I haven't decided yet whether I'll build the entire structure, or just complete this section of it and attach it to different building.


Enjoy!









@import url(http://www.mylargescale.com/Provide...ad.ashx?type=style&file=SyntaxHighlighter.css);@import url(/providers/htmleditorproviders/cehtmleditorprovider/dnngeneral.css);


----------



## hcampbell (Jan 2, 2008)

WOW! Looks great. 

Harvey C.


----------



## Bob in Kalamazoo (Apr 2, 2009)

It's just so hard to believe that this is styrene and not wood. You should really do an article for GR as a step by step process on how you make styrene look like old wood. 
Bob


----------



## Dr Rivet (Jan 5, 2008)

Ray 

Looks great. 

Bob 

Why not just by the Westlake Publishing's "Modeler's Annual" when it comes out. 

Expecting an author to write multiple articles on essentially the same subject for niche publications is not [necessarily] reasonable. Large scalers should be willing to use any resource that provides useful information. Same goes for all the other scales. Many people want a "single source that covers all THEIR specific interests. The standard complaint to MR and RMC is [not enough N, too much N, not enough modern, too much modern, no S, too much O, blah,blah,blah. GR is usually... too much live steam, not enough live steam, to many building projects, too many huge layouts, too many small layouts, etc, etc, etc. 

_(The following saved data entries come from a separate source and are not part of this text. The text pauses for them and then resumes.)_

PR #1976, opened 2019-05-14
ES6 modules and strict mode for 1.1

janbiedermann:
2790e59 + faa60d4 + e826532 may go away once everything is running fine in strict and non strict mode.
I suggest making strict mode the default then for generated code and the runtime.js, so no strictnodejs runner and no --use-strict compiler option are needed anymore.


janbiedermann:
just noticed an issue:
when using --es6-modules with opal, like: `bundle exec opal --es6-modules -OcEe 'require 'socket'; puts "test"'`

then the compiler can't determine the module correctly and the import for socket, in above example, is not generated. result:
```
const opal_code = function() {
  global.Opal.modules["-e"] = function(Opal) {
```
not the "-e" as module name. Of course, some context is missing. maybe needs an additional option for module name or the compiler should use a default module name.

janbiedermann:
I think its best to remove the --es6-modules command line option from the cli. Its generated code makes in fact only sense if used from the loader within webpack. When using this option from the cli on a file, muliple export default lines are generated, useless.

janbiedermann:
In progress getting the tests running, compiled as ES6 modules, several challenges:
in erb_spec: `require 'bla'` where bla resolves to a file bla.opalerb, this can't currently be handled by the webpack resolver. Will need to fix that.
`require_tree '../bla'` also makes problems, need to get the paths for files right. Above fix in f805284 is partial.

janbiedermann:
With the relative require fixed, a new challenge:
Conditional requires don't work as expected. Webpack resolves ALL requires at COMPILE time and wants to include corresponding files in the bundle, for example the nodejs files for a browser bundle. It also evaluates the nodejs require in sdtlib/nodejs/io.rb. And so on, etc., pp. 
opal/platform.rb is the problem. But that file is required by mspec. Thinking.

janbiedermann:
owl 0.8.1 (not released yet) will have a filter, that allows to exclude opal/platform.rb (and others too) from resolving so that a substitute can be supplied. That almost makes mspec work. Still a problem with require_tree.
Also the dynamic require_spec_file doesn't work. With webpack its either import or don't import.

janbiedermann:
I proudly present:
The first mspec test run, bundled by webpack with owl 0.8.1, minified, executed in chrome:
```
core:opal jan$ rake mspec_opal_owl
mkdir -p tmp/webpack_app/opal
Adding 103 files (spec/opal)
export RANDOM_SEED=53120 # to re-use the same randomization
stub: mspec/helpers/tmp
stub: mspec/helpers/environment
stub: mspec/guards/block_device
stub: a_file
stub: lib/spec_helper
stub: mspec/commands/mspec-run
stub: etc
env -i PATH=$PATH ruby -w -rbundler/setup -r/Users/jan/workspace/opal/tasks/testing/mspec_special_calls runner.rb
/Users/jan/.rvm/rubies/ruby-2.6.3/lib/ruby/gems/2.6.0/gems/parser-2.5.3.0/lib/parser/lexer.rb:10836: warning: assigned but unused variable - testEof

yarn exec v1.15.2

Hash: 97d2f2b09686de81dfa7
Version: webpack 4.31.0
Child
    Hash: 97d2f2b09686de81dfa7
    Time: 28440ms
    Built at: 05/17/2019 1:12:35 AM
             Asset      Size  Chunks             Chunk Names
    application.js  2.01 MiB       0  [emitted]  application
    Entrypoint application = application.js
      [3] /Users/jan/workspace/opal/spec/spec_helper.rb 4.45 KiB {0} [built]
     [30] /Users/jan/workspace/opal/opal/opal.rb 4.79 KiB {0} [built]
     [31] /Users/jan/workspace/opal/opal/opal/base.rb 2.27 KiB {0} [built]
     [35] ./opal/platform.rb 879 bytes {0} [built]
     [84] /Users/jan/workspace/opal/opal/opal/mini.rb 4.46 KiB {0} [built]
     [95] /Users/jan/workspace/opal/opal/corelib/kernel/format.rb 20.6 KiB {0} [built]
     [96] /Users/jan/workspace/opal/opal/corelib/string/encoding.rb 14.7 KiB {0} [built]
     [97] /Users/jan/workspace/opal/opal/corelib/math.rb 16.1 KiB {0} [built]
     [98] /Users/jan/workspace/opal/opal/corelib/complex.rb 19.5 KiB {0} [built]
     [99] /Users/jan/workspace/opal/opal/corelib/rational.rb 17.9 KiB {0} [built]
    [100] /Users/jan/workspace/opal/opal/corelib/time.rb 27.1 KiB {0} [built]
    [110] ./spec_owl.rb 51.5 KiB {0} [built]
    [449] ./opal_loader.rb 781 bytes {0} [built]
    [450] multi ../javascripts/application.js 28 bytes {0} [built]
    [451] ../javascripts/application.js 181 bytes {0} [built]
        + 442 hidden modules
Done in 31.38s.
Connecting to localhost:9222...
/Applications/Google\ Chrome.app/Contents/MacOS/Google\ Chrome --headless --disable-web-security --disable-gpu --remote-debugging-port=9222 
Connecting to localhost:9222...
[0517/011235.995639:ERROR:xattr.cc(63)] setxattr org.chromium.crashpad.database.initialized on file /var/folders/89/9yvnz1nn1431fgggqpfbyp200000gn/T/: Operation not permitted (1)
[0517/011235.998311:ERROR:file_io.cc(89)] ReadExactly: expected 8, observed 0
[0517/011235.999766:ERROR:xattr.cc(63)] setxattr org.chromium.crashpad.database.initialized on file /var/folders/89/9yvnz1nn1431fgggqpfbyp200000gn/T/: Operation not permitted (1)
Connecting to localhost:9222...

DevTools listening on ws://127.0.0.1:9222/devtools/browser/4541d432-fc87-49c6-a5c9-0b8569bb37b0
Connecting to localhost:9222...
GVA info: Successfully connected to the Intel plugin, offline Gen9 
..........................................................................................................................................................................................................................................................................................................................................................................................................opal 1.0.0 (2019-05-12 revision 0)
.........................................................................................................................................................FF........F..EE..E....EE.........................................................................................................................................................................................................................

[ ... error messages cut ... ]

Finished in 0.578000 seconds

103 files, 788 examples, 1577 expectations, 3 failures, 5 errors, 0 tagged
```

I am just happy he is going to publish it SOMEWHERE, and Ray identified it. I can use this info immediately.


----------



## docwatsonva (Jan 2, 2008)

Ray,

That's absolutely fantastic. I know you probably don't want to mention details hear, but I have one question if you don't mind. I assume the knots are pieces of dowel inserted into pre-drilled holes. Am I correct? Thanks.

Doc


----------



## vsmith (Jan 2, 2008)

Holy Carp thats good! How come my stuff doesn't come out like that? Oh yeah...I don't have any patience to do that anymore.


----------



## toddalin (Jan 4, 2008)

Probably the best "simulation" I've seen.


----------



## Ray Dunakin (Jan 6, 2008)

@import url(http://www.mylargescale.com/Provide...ad.ashx?type=style&file=SyntaxHighlighter.css);@import url(/providers/htmleditorproviders/cehtmleditorprovider/dnngeneral.css); Posted By docwatsonva on 27 May 2012 04:22 PM 
Ray,

That's absolutely fantastic. I know you probably don't want to mention details hear, but I have one question if you don't mind. I assume the knots are pieces of dowel inserted into pre-drilled holes. Am I correct? Thanks.

Doc

Thanks. The knots are slices of styrene rod in pre-drilled holes. The largest is 1/8" diameter. The smallest is .030".


----------



## Madman (Jan 5, 2008)

Posted By vsmith on 27 May 2012 04:32 PM 
Holy Carp thats good! How come my stuff doesn't come out like that? Oh yeah...I don't have any patience to do that anymore. 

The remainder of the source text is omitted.